### EXERCISE REQUIREMENTS
Print the lines of the data, starting with the first, up to and including the line where "to do similar)" appears.

*** INFORMATION PROVIDED Section Begins ***

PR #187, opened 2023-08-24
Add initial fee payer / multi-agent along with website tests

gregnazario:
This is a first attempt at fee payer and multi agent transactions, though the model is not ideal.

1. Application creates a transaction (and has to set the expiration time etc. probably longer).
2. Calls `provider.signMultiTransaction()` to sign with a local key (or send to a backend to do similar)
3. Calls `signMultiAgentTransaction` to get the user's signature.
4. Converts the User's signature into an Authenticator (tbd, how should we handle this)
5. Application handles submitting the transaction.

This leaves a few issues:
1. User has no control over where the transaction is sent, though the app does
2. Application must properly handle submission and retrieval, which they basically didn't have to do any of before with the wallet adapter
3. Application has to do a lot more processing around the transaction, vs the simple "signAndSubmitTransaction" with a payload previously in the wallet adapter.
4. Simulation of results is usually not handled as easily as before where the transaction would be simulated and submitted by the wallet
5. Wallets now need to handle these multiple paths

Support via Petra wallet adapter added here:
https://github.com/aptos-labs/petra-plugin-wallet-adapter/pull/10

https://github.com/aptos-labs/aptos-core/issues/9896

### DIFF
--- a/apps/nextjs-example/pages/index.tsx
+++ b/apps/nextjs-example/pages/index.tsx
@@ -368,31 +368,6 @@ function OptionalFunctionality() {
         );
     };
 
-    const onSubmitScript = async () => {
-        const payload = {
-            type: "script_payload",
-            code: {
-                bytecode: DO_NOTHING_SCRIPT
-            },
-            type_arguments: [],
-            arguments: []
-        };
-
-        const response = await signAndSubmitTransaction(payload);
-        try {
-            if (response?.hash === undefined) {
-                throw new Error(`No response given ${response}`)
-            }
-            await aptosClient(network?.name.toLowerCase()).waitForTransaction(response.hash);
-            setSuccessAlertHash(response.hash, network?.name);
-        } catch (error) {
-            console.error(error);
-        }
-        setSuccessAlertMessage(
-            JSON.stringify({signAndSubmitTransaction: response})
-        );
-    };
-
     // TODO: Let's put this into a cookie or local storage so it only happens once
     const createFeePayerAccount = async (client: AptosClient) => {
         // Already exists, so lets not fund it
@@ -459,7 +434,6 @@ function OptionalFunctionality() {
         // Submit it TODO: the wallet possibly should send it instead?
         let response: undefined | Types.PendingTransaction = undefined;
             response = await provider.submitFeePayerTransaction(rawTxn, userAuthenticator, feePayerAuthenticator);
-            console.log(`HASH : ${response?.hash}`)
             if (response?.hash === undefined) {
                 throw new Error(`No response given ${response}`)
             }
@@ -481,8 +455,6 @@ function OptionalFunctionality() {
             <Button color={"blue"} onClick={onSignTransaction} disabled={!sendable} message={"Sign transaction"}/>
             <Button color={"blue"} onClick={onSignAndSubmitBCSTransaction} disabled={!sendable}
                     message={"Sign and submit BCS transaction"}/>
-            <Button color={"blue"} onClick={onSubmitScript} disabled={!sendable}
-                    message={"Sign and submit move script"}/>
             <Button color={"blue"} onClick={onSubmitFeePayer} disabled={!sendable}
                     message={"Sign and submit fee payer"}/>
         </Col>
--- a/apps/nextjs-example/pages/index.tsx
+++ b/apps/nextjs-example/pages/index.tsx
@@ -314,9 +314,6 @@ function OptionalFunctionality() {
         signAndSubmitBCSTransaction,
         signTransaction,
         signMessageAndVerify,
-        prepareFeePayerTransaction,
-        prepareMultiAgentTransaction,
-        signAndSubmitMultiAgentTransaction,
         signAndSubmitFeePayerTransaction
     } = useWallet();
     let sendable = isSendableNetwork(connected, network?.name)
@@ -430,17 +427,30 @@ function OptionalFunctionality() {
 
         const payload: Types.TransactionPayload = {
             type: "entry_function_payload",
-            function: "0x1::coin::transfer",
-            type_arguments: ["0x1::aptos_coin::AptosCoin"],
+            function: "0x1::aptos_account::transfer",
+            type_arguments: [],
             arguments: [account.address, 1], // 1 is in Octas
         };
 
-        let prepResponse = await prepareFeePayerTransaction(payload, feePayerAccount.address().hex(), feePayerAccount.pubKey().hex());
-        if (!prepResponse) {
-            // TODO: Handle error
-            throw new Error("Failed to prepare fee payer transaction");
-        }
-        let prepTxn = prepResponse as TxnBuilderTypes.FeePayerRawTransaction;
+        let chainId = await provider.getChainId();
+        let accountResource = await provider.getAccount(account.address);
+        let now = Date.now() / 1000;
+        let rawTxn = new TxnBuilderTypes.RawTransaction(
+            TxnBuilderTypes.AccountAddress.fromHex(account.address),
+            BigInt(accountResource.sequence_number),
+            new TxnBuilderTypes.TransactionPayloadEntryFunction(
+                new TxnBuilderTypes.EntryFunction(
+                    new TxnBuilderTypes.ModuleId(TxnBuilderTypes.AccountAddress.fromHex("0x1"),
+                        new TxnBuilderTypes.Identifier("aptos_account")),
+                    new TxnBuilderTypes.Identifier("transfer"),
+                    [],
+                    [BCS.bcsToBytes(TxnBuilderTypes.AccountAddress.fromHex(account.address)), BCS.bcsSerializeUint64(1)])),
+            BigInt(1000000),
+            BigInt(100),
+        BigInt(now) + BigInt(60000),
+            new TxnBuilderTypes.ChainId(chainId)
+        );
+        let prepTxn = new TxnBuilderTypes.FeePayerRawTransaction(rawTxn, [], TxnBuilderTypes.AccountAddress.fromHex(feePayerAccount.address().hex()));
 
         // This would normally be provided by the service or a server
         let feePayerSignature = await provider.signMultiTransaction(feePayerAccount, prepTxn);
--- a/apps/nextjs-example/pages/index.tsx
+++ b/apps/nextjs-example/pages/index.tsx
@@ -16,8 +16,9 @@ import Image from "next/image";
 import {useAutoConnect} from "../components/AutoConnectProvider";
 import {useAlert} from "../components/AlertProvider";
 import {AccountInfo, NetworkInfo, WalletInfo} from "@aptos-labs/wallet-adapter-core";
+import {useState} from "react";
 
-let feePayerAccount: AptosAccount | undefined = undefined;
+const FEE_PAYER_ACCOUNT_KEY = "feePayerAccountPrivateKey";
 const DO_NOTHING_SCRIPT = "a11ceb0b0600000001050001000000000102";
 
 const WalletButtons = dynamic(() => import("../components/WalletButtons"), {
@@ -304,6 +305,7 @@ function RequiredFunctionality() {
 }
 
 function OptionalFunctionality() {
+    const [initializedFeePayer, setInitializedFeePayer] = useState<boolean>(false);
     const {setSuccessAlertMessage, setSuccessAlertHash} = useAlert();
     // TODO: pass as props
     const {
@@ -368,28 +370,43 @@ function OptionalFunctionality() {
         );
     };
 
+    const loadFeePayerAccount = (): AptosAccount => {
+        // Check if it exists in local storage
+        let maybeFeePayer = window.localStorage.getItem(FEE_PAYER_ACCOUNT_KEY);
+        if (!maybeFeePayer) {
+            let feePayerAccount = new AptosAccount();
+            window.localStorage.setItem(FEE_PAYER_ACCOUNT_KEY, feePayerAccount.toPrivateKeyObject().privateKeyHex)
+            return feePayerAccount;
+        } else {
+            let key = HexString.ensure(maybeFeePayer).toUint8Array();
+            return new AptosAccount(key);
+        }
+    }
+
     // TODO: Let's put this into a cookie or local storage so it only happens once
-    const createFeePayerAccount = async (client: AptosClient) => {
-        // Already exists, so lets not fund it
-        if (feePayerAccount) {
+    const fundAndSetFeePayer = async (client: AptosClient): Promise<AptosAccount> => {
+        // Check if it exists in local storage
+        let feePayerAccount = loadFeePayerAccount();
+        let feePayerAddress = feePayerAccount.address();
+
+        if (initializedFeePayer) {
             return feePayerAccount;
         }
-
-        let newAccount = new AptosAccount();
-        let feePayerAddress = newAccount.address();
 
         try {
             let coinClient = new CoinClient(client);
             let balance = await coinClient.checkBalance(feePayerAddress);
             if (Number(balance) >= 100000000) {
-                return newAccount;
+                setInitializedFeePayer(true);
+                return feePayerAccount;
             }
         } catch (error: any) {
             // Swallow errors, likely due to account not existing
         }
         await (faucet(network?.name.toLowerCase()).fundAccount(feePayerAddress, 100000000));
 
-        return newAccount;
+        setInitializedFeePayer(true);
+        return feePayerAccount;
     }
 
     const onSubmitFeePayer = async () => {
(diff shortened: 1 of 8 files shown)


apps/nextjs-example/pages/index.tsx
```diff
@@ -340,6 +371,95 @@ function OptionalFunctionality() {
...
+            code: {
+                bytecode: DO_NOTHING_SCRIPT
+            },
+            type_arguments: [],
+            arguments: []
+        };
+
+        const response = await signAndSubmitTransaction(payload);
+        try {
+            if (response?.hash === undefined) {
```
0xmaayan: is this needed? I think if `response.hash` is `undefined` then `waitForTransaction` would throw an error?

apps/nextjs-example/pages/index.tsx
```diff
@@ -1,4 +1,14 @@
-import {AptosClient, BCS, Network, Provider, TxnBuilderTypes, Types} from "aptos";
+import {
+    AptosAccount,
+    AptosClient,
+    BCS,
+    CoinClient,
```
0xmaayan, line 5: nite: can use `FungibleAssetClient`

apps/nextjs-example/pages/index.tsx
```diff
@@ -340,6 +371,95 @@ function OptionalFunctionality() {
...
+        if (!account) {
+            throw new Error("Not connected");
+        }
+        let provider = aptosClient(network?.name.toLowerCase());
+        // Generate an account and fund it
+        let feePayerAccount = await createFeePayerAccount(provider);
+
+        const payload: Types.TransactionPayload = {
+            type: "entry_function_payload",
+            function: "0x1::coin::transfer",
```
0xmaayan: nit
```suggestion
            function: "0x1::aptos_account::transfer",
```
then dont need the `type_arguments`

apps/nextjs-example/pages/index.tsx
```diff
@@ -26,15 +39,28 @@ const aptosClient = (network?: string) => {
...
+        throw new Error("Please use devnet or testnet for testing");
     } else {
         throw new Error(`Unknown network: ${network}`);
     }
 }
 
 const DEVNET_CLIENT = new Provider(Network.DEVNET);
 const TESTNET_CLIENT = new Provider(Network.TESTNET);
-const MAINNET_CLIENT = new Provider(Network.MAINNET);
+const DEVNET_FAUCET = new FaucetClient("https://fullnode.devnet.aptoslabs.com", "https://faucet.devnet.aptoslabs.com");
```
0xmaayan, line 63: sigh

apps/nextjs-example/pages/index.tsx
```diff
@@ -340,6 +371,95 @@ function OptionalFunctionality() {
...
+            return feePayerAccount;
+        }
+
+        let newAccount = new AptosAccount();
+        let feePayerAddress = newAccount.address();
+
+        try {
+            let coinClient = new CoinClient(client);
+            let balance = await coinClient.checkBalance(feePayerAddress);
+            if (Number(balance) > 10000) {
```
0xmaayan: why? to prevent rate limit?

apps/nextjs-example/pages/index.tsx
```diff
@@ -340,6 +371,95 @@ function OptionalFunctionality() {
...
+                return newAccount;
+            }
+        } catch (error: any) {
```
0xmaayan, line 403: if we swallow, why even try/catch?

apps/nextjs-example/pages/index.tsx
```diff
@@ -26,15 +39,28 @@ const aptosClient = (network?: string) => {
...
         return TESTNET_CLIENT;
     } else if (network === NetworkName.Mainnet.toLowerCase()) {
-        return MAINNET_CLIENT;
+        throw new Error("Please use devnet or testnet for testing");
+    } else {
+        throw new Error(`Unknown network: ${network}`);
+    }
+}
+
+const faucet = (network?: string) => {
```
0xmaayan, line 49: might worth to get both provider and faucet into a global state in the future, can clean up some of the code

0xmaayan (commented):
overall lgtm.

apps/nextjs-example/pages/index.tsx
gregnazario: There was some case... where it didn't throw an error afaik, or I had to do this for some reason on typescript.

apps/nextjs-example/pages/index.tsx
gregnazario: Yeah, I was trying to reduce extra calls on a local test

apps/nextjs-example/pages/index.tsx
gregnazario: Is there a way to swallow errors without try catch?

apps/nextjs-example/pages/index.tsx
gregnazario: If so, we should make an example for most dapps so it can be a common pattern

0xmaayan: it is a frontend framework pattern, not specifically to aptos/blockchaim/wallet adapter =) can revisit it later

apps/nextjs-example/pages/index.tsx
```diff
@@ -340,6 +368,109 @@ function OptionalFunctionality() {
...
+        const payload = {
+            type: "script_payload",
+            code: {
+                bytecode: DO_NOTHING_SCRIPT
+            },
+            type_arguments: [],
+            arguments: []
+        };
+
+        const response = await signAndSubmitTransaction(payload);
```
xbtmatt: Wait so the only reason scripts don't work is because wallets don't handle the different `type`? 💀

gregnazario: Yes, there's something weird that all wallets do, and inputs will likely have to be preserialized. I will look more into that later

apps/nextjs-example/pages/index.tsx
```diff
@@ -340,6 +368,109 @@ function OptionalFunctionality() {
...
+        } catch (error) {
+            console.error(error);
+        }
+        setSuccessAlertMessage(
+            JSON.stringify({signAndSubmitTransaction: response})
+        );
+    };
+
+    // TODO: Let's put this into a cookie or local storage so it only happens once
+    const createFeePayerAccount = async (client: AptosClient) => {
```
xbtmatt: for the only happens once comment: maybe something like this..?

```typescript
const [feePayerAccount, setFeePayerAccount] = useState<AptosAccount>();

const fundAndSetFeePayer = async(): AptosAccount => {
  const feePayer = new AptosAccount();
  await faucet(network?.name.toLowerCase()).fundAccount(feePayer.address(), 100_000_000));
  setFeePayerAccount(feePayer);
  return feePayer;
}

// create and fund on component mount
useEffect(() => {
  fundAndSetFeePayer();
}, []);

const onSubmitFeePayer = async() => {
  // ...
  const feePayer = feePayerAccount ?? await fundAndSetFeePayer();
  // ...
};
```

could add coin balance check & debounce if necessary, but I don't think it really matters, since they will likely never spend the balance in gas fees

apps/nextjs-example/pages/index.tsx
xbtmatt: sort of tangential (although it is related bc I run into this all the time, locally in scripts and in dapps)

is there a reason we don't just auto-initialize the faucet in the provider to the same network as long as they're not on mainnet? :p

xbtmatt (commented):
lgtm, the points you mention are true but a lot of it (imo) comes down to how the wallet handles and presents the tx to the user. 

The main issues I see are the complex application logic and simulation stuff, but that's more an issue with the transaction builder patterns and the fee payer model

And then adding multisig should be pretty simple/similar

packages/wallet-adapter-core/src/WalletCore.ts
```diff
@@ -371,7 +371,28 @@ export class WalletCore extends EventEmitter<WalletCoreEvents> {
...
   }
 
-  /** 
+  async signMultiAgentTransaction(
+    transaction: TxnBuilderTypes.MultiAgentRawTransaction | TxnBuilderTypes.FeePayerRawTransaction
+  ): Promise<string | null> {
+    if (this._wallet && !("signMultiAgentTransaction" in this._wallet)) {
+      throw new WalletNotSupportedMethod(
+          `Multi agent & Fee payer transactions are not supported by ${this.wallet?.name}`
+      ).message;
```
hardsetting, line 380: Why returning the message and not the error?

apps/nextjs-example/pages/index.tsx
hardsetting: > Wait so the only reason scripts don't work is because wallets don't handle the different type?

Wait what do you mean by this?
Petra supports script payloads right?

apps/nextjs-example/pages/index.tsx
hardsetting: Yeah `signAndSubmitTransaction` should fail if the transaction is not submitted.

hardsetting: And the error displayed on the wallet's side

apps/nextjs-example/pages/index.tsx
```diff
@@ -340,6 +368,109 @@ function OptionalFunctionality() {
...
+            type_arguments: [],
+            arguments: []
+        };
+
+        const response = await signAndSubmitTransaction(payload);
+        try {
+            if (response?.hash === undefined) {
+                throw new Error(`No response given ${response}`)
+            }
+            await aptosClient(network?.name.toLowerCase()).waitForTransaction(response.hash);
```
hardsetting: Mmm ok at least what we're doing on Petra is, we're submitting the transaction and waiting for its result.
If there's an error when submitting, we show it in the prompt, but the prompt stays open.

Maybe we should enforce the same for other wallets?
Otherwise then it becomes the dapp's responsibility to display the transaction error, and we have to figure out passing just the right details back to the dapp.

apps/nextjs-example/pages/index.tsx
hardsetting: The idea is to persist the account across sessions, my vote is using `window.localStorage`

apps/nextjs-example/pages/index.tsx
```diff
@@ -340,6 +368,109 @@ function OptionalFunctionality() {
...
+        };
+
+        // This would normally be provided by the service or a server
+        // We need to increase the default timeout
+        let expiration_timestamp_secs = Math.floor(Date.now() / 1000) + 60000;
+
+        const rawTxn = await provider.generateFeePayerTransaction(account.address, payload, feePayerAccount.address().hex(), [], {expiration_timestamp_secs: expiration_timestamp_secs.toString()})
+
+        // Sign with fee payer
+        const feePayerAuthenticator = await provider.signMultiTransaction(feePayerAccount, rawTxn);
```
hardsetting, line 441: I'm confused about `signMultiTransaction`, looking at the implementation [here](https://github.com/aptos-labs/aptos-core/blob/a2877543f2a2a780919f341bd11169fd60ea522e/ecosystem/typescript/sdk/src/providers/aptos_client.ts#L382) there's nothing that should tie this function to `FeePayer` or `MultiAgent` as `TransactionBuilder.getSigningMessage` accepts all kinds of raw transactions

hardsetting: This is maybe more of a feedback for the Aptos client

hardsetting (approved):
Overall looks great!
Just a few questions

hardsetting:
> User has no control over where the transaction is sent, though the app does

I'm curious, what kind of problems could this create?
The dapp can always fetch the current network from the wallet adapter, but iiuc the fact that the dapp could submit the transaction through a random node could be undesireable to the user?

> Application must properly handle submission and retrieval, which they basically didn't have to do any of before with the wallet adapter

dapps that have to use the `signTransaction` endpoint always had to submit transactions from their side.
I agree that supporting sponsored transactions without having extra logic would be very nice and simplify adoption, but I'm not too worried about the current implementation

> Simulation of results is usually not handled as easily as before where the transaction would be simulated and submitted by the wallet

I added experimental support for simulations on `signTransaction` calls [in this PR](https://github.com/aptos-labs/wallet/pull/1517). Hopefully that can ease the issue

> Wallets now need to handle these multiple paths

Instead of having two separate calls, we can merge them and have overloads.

*** INFORMATION PROVIDED Section Ends ***

### SOLUTION TO THIS PROBLEM
PR #187, opened 2023-08-24
Add initial fee payer / multi-agent along with website tests

gregnazario:
This is a first attempt at fee payer and multi agent transactions, though the model is not ideal.

1. Application creates a transaction (and has to set the expiration time etc. probably longer).
2. Calls `provider.signMultiTransaction()` to sign with a local key (or send to a backend to do similar)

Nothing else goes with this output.